Segment Open

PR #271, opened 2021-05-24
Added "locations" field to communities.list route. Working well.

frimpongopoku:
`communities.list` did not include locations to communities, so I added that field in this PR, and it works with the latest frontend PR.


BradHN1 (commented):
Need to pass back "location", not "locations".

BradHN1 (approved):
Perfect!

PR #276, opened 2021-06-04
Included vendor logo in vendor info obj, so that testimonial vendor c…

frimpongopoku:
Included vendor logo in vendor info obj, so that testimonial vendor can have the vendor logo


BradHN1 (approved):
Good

Segment Closed
Segment Open

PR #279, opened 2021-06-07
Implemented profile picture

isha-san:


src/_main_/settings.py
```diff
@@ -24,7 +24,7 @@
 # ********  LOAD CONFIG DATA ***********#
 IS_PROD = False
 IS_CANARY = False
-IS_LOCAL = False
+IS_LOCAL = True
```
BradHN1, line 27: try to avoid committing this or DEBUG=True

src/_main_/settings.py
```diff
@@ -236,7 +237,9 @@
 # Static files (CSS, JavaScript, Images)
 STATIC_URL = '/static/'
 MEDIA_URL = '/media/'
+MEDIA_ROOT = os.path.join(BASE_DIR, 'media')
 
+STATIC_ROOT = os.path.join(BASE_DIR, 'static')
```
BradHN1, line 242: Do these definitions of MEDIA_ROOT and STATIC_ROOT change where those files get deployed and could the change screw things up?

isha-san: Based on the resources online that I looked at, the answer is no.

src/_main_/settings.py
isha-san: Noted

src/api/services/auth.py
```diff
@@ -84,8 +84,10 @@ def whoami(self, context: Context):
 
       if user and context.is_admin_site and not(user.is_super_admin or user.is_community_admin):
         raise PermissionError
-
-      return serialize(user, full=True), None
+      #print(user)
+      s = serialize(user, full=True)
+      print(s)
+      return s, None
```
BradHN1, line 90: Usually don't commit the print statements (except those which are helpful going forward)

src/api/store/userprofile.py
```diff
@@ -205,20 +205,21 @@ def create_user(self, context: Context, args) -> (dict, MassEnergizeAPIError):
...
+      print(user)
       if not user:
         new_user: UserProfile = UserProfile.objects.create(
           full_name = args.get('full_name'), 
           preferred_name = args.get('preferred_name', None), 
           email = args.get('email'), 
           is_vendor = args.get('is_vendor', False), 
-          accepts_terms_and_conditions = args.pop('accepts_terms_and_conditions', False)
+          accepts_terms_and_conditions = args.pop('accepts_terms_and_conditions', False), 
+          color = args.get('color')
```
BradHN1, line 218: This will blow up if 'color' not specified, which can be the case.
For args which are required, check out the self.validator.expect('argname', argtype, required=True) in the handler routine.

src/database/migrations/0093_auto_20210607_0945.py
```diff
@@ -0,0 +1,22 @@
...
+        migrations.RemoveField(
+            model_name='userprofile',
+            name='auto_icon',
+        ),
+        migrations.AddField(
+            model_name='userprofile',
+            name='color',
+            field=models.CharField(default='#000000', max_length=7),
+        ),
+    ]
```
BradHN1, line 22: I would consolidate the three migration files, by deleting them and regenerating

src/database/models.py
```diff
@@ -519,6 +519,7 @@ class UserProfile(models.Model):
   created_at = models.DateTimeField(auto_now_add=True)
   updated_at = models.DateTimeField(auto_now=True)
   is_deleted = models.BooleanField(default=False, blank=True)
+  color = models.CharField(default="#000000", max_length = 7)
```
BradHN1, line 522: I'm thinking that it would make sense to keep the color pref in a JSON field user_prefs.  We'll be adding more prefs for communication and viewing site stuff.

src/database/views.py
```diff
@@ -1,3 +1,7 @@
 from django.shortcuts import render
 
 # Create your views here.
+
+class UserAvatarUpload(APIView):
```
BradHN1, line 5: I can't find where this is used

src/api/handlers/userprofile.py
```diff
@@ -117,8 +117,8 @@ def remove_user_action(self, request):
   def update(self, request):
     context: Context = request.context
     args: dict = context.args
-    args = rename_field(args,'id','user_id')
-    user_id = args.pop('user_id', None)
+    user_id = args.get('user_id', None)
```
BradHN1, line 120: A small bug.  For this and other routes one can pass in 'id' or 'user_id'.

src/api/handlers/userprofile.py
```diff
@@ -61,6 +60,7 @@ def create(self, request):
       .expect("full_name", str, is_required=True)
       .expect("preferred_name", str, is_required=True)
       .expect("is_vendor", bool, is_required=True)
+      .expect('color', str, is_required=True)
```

Segment Closed

Only lines holding the string "return" are wanted; gather each one from the entries above.

-      return serialize(user, full=True), None
+      return s, None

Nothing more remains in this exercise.